Es complicado hablar de estas cosas, en las que está la Iglesia por medio, sin que se le moteje a uno de anticlerical, pero los hechos son tozudos, todo ello sin perjuicio de que se opine, como es mi caso, que el lugar natural de las obras de arte, en este caso religioso, es aquel para el que fueron creadas por los artistas y artesanos. Dicho lo anterior, a mi juicio, se han perpetrado unas cuantas barbaridades en todo este pleito, y una de ellas, no menor, es la dudosa titularidad de los bienes reclamados, adscritos como parte indivisible del monasterio desde su declaración como monumento nacional en 1923. Pasamos casi de largo por el episodio del incendio acaecido durante la guerra civil, y que fue la circunstancia que propició el traslado a Lérida de las pinturas, tras un laborioso trabajo para arrancarlas de los muros, y así evitar su más que segura destrucción, al encontrarse el templo sin techumbre. Esta tarea estuvo dirigida por el arquitecto y gran autoridad en arte románico José Gudiol Ricart, y que actuaba al servicio de la Generalitat Catalana; este complicado proceso, con técnicas novedosas, recibió entonces y después grandes elogios por parte de expertos de varios países. Estas pinturas, como es conocido, no suponen la totalidad de los bienes artísticos del monasterio, pues antes y después de 1923 se han producido ventas a otras instituciones o particulares, por parte de las célebres monjitas.
De todo lo anterior, con visión desenfocada por los años transcurridos, se habla en la sentencia de cuyo cumplimiento tanto se jacta el gobierno. También, estimado lector, este singular documento judicial, se retrotrae, como si de un episodio del Ministerio del Tiempo se tratase, al proceso de la desamortización de Mendizábal, un hecho histórico acaecido allá por 1836. Precisamente, uno de los flancos más dudosos es el de la legitimidad de las reclamantes, unas religiosas que vendieron lo que ahora reclaman, pues el gobierno aragonés del señor Lamban -aquel de “los dioses del socialismo y la política cubren a Susana Díaz con un poderoso manto”-, resulta que ha actuado, como antes lo hizo el ejecutivo de Luisa Fernanda Rudi, con una cesión de derechos procesales, no como propietario, por parte de la superiora de las monjas reclamantes.
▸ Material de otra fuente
PR #1419, opened 2023-10-20
adds std lib slog logger to knapsack writing to existing log destinations

James-Pickett:


cmd/launcher/launcher.go
```diff
@@ -168,13 +170,34 @@ func runLauncher(ctx context.Context, cancel func(), opts *launcher.Options) err
 	flagController := flags.NewFlagController(logger, stores[storage.AgentFlagsStore], fcOpts...)
 	k := knapsack.New(stores, flagController, db)
 
+	slogLevel := slog.LevelInfo
+	if k.Debug() {
+		slogLevel = slog.LevelDebug
+	}
```
RebeccaMahany, line 176: Unless I'm missing something, I think this departs from our current expectation for how levels work (where the debug flag is respected when writing to stderr, but we ignore it when writing to debug.json so that all logs regardless of level end up there). Do we plan on starting to log a lot more at the info level and higher with slog? Or if we want to keep current behavior, I think we could alter the level we pass in via `slogHandlerOpts` per call to `k.AddLogHandler`.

Es muy posible que, de verificarse en una instancia europea, una prueba pericial histórica, que no se ha practicado, se llegaría a la conclusión de que los bienes devueltos, y también el Monasterio, pertenecen al Estado y no a la Iglesia, y que las religiosas sólo son ocupantes del Monasterio, sin título de propiedad legítimo. Llama la atención que no exista reproche para las operaciones mercantiles, de venta de bienes del monasterio, presuntamente datadas antes de la declaración de monumento nacional de 1923.
Otras paradojas de este procedimiento judicial son, de un lado, que se haya sustanciado en la jurisdicción civil, y no en la contencioso-administrativa, al tratarse de una reclamación ante una entidad del Estado, y de otro, que no se haya planteado por la Abogacía del Estado el principio nemo potest contra propium actum venire. Perdón por el latinajo, pero es así como se utiliza en sentencias y resoluciones judiciales, al referirse a la obviedad de que nadie puede ir contra sus propios actos; es decir, si las monjas vendieron, con o sin capacidad para hacerlo, no pueden ahora convertirse en parte reclamante, y más cuando han transcurrido tantos años de posesión pacífica de unos bienes, vale decir la usucapio, otra herencia del Derecho Romano. Expertos civilistas como Díez Picazo han escrito mucho al respecto, en el sentido de que no se puede destruir, con esta fraudulenta conducta -la de ir contra los propios actos-, el negocio jurídico que uno ha celebrado. Estas y otras muchas contradicciones existen en este asunto, utilizado de forma irresponsable, por unos y otros, al calor de una campaña electoral.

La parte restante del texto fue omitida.